Hi all, I'm newbie here. I have a 93 Altima w/2.4L and 117k. It runs pretty well, but at a warm idle I can hear a clicking sound coming from the engine. Anyways, I took the valve cover off and noticed excess play in the timing chain- about 1.5"-2.0" This could also be the cause of my fluctuating idle, I dunno...Do these need to be replaced or is there a tensioner that can be adjusted or replaced? I've read previous posts on the altima timing chains and have the impression that the timing chains dont need replacing??? What is involved in such a repair? THANKS!!!


----------



## Agoudine (Feb 19, 2005)

Are you sure it is the chain? I would check belts and water pump.


----------



## 89Maxima89 (Apr 5, 2005)

Agoudine said:


> Are you sure it is the chain? I would check belts and water pump.


Yes, the upper chain has excess slack in it. I'd like to tighten it up (sort of like tightening a chain on a chainsaw, but to a more complicated degree  ) Belts and hoses look good. Waterpump is fine, no leak from the weep hole or grinding/screeching sound either...Anyone else shed some light to my previous questions???


----------



## big_aluminum_wing (Nov 12, 2004)

I just gotta ask...did you have the engine running with the valve cover off? I hope not - you'd get covered in oil!

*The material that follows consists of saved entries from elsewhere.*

PR #841, opened 2024-10-22
Fix: Cannot update value of attribute with reserved name when it starts empty

waltton:
Hi all, first PR here 👋 .

I observed this bug on a case that I have a field with the name `data` and I was able to create a record and update it without any issues if the first time I create the record with a value that is not empty.
If the record is created with empty value  in the `data` field I cannot update it via admin.

Took me a while to understand the checks so I added a comment.

At the end, my solution was just removing the check `and getattr(obj, reserved_field_name, None)`.
I thought about adding an or condition and check if the attribute had a value on the `obj` or `form_data` but I didn't saw the point of it. Maybe I'm missing something.

### DIFF
--- a/sqladmin/application.py
+++ b/sqladmin/application.py
@@ -719,8 +719,10 @@ class Admin(BaseAdminView):
             reserved_field_name = field_name[:-1]
             if (
                 field_name in data
+                # ensures that the object do not contain the reserved plus '_'
+                # eg.: if the object has an attribute 'data_'
+                # it won't be mistaken for a wtform denormalize field
                 and not getattr(obj, field_name, None)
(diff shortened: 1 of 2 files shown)


waltton:
@aminalaee I reverted the fix so the case I'm hitting is clear on the tests I added.
Please take a look at https://github.com/aminalaee/sqladmin/pull/841/checks#step:8:105

This is the issue I'm trying to fix.

If the object being passed has a empty value, the field is not denormalized.

mmzeynalli:
This is actual bug, I still exists at version 0.24.0. @waltton do you want to fix it, or shall I fix it?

Heh heh....

But seriously, I have a 97, it makes the same noise. Anyone else I've talked to about it says to keep driving it. I have other mechanic friends and we've debated over whether the chain should be replaced - you're looking at a pretty pricey repair. It can be done at home if you have the right tools and knowledge, but it isn't something most people want to mess around with. Also, I can't say that I personally know anyone who's timing chain has broken. Mine has 147k on it and is still going strong. There may be other people on the board who disagree with me and I'd be interested in hearing other opinions.


----------



## J-Rock (Apr 4, 2005)

big_aluminum_wing said:


> I just gotta ask...did you have the engine running with the valve cover off? I hope not - you'd get covered in oil! Heh heh....
> 
> But seriously, I have a 97, it makes the same noise. Anyone else I've talked to about it says to keep driving it. I have other mechanic friends and we've debated over whether the chain should be replaced - you're looking at a pretty pricey repair. It can be done at home if you have the right tools and knowledge, but it isn't something most people want to mess around with. Also, I can't say that I personally know anyone who's timing chain has broken. Mine has 147k on it and is still going strong. There may be other people on the board who disagree with me and I'd be interested in hearing other opinions.


No, but I did take off the oil filler cap off for 2 secs :thumbup: Yeah, it does look like a major job :balls: Do you know if the head has to come off while R&Ring the timing system? Or is there a timing cover that can be unbolted? I just hate to hear that chain slap around at idle


----------